-- Prompt --
Search the records that follow and extract every line containing the string "multi".

'''

PR #196, opened 2017-04-10
GH-189 Adds Rest methods to query baseUrl

### LINKED ISSUE #189: Provide support for querying configured baseUrl
As a developer
I want to query Rest's `baseUrl` without explicitly providing any path
So that it it possible to do so

Proposal is to add no-argument get, post, put, etc methods which will call preconfigured baseUrl or fail if there is no one configured.

AlexanderYastrebov:
Fixes #189

### DIFF
--- a/riptide-core/src/main/java/org/zalando/riptide/RequestArguments.java
+++ b/riptide-core/src/main/java/org/zalando/riptide/RequestArguments.java
@@ -8,13 +8,13 @@ import org.springframework.web.util.UriComponentsBuilder;
 
 import javax.annotation.Nullable;
 import java.net.URI;
-import java.util.Optional;
 
+import static com.google.common.base.Preconditions.checkNotNull;
 import static org.springframework.web.util.UriComponentsBuilder.fromUri;
 import static org.springframework.web.util.UriComponentsBuilder.fromUriString;
 
 public interface RequestArguments {
-    
+
     URI getBaseUrl();
 
     HttpMethod getMethod();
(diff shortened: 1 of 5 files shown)


riptide-core/src/main/java/org/zalando/riptide/RequestArguments.java
```diff
@@ -52,15 +52,34 @@
     RequestArguments withBody(@Nullable Object body);
 
     default RequestArguments withRequestUri() {
-        // expand uri template
-        final URI uri = Optional.ofNullable(getUri())
-                .orElseGet(() -> fromUriString(getUriTemplate())
+        final URI uri = getUri();
+
+        final URI toResolve;
+        if (uri != null) {
```
whiskeysierra: I'd invert both ifs.

riptide-core/src/main/java/org/zalando/riptide/RequestArguments.java
```diff
@@ -52,15 +52,34 @@
...
+            }
+        }
 
-        // resolve uri against base url
-        final URI resolved = getBaseUrl() == null ? uri : getBaseUrl().resolve(uri);
+        final URI baseUrl = getBaseUrl();
+
+        final URI resolved;
+        if (toResolve == null) {
+            resolved = checkNotNull(baseUrl, "base url required");
```
whiskeysierra: Illegal argument or illegal state would also fit.

AlexanderYastrebov:
It is not the first time I see failed build due ti `TemporaryExceptionPluginTest.shouldClassifyAsPermanent`
Last time I just closed/reopened PR to retrigger build and it had gone

riptide-core/src/main/java/org/zalando/riptide/RequestArguments.java
AlexanderYastrebov: :)

riptide-core/src/main/java/org/zalando/riptide/RequestArguments.java
AlexanderYastrebov: I decided to use the same Preconditions.checkNotNull as everywhere else.

AlexanderYastrebov:
Raised issue regarding of build failure #197

whiskeysierra:
Much better now :stuck_out_tongue_winking_eye:

AlexanderYastrebov:
:+1:

PR #198, opened 2017-04-26
Attempt to fix race condition in test

### LINKED ISSUE #197: Build sometimes fails due to TemporaryExceptionPluginTest.shouldClassifyAsPermanent
E.g. https://travis-ci.org/zalando/riptide/builds/220564959

I think it is because `TemporaryExceptionPluginTest` configures client socket timeout to 500 ms and it sometimes happens before test method `shouldClassifyAsPermanent` works out

whiskeysierra:
Fixes #197 (hopefully)


AlexanderYastrebov:
:+1:

PR #200, opened 2017-04-27
Added support for non-standard url resolution

whiskeysierra:


riptide-core/src/main/java/org/zalando/riptide/RestBuilder.java
```diff
@@ -79,6 +80,11 @@ private URI checkAbsoluteBaseUrl(@Nullable final URI baseUrl) {
         return baseUrl;
     }
 
+    public RestBuilder urlResolution(@Nullable final UrlResolution resolution) {
```
AlexanderYastrebov: Does it make sense to allow nulls here or would it be better to check and fail?

whiskeysierra: The builder allows nulls basically everywhere, I wanted to be consistent. It's nice so clients can read those values directly from their configuration and don't have to double check.

riptide-core/src/main/java/org/zalando/riptide/UrlResolution.java
```diff
@@ -0,0 +1,47 @@
...
+    /**
+     * Resolves a given relative URI by appending its path to and merging its query parameters with the given base URL.
+     *
+     * @see UriComponentsBuilder#pathSegment(String...)
+     */
+    APPEND {
+        @Override
+        URI resolve(final URI baseUrl, final URI uri) {
+            return UriComponentsBuilder.fromUri(baseUrl)
+                    .pathSegment(uri.getRawPath())
```
AlexanderYastrebov: Should it be `.path(...)`

http://docs.spring.io/spring-framework/docs/current/javadoc-api/org/springframework/web/util/UriComponentsBuilder.html#pathSegment-java.lang.String...-
> Each path segment may contain URI template variables and should not contain any slashes

whiskeysierra: I tried `path(..)` but it won't work with the following:

Base URL: http://example.org/api
URI: foo

Will produce: **http://example.org/apifoo**

AlexanderYastrebov: That API comment looks suspicious, I think we miss test cases with multi-segment request paths like `http://example.com` + `/first/second`

whiskeysierra: That would work:

```java
final UriComponentsBuilder builder = UriComponentsBuilder.fromUri(baseUrl);

@Nullable final String path = uri.getRawPath();

if (!nullToEmpty(path).isEmpty()) {
    builder.path("/").path(path);
}

return builder
        .replaceQuery(uri.getRawQuery())
        .build()
        .toUri();
```

whiskeysierra: > That API comment looks suspicious, I think we miss test cases with multi-segment request paths like http://example.com + /first/second

I just added those test cases. But it actually works with `pathSegment`.

riptide-core/src/main/java/org/zalando/riptide/UrlResolution.java
```diff
@@ -0,0 +1,58 @@
...
+        @Override
+        URI resolve(final URI baseUrl, final URI uri) {
+            return baseUrl.resolve(uri);
+        }
+    },
+
+    /**
+     * Resolves a given relative URI by appending its path to and merging its query parameters with the given base URL.
+     *
+     * @see UriComponentsBuilder#pathSegment(String...)
```
AlexanderYastrebov: This one is not used anymore, isn't it?
Also I am still thinking of cornercases like `http://example.com` + `/` and `http://example.com/` + `/` :)

whiskeysierra: Done

AlexanderYastrebov:
:+1:

PR #202, opened 2017-04-27
Added first draft of graphviz module

### LINKED ISSUE #187: Render routing tree
A graphviz module would be an interesting way to see how useful the introspection api of routes and routing trees actually is.

whiskeysierra:
Fixes #187 

- [ ] README


riptide-core/src/main/java/org/zalando/riptide/Route.java
```diff
@@ -115,4 +118,39 @@ static Route call(final ThrowingConsumer<ClientHttpResponse, ? extends Exception
...
+    static Route named(final Object name, final Route route) {
+        return new Route() {
+            @Override
+            public void execute(final ClientHttpResponse response, final MessageReader reader) throws Exception {
+                route.execute(response, reader);
+            }
+
+            @Override
+            public String toString() {
+                final ThrowingSupplier<String, Exception> stringer = () -> {
```
AlexanderYastrebov: Why lambda is needed?

riptide-core/src/main/java/org/zalando/riptide/Route.java
```diff
@@ -115,4 +118,39 @@ static Route call(final ThrowingConsumer<ClientHttpResponse, ? extends Exception
...
+                    final Method toString = name.getClass().getMethod("toString");
+                    return toString.getDeclaringClass() == Object.class ? "<code>" : name.toString();
```
AlexanderYastrebov: 1. getDeclaringClass may return null
2. Why is it called on `toString` Method instead of `name` directly?

whiskeysierra: 1. For `toString` that's impssible, but even then, since we use `==` it's null safe.
2. I want to reflect changes to the underlying object's tostring representation. If I call it early we're caching it. Probably not a big deal, but the way it's done right now should have the least surprises.

riptide-core/src/main/java/org/zalando/riptide/Route.java
whiskeysierra: Reflection throws checked exceptions but I can't rethrow them and `SneakyThrows` is not 100% coverable. Open for other suggestions.

AlexanderYastrebov: old school try-catch?

whiskeysierra: There is no way to force those exceptions since `toString` always exists and is always accessible.

AlexanderYastrebov: Feels magic, I do not get it. Do you mean that it is impossible to cover it with test?

whiskeysierra: Yes, there is no way to provoke those exceptions and therefore you can' test it.

whiskeysierra: It's worth to put `@Hack` there, at least.

whiskeysierra:
I decided to keep this module as a separate (personal) repo outside of riptide since it's more of a *proof of concept* rather than something useful for a majority of clients.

'''

-- Answer box --
AlexanderYastrebov: That API comment looks suspicious, I think we miss test cases with multi-segment request paths like `http://example.com` + `/first/second`
whiskeysierra: > That API comment looks suspicious, I think we miss test cases with multi-segment request paths like http://example.com + /first/second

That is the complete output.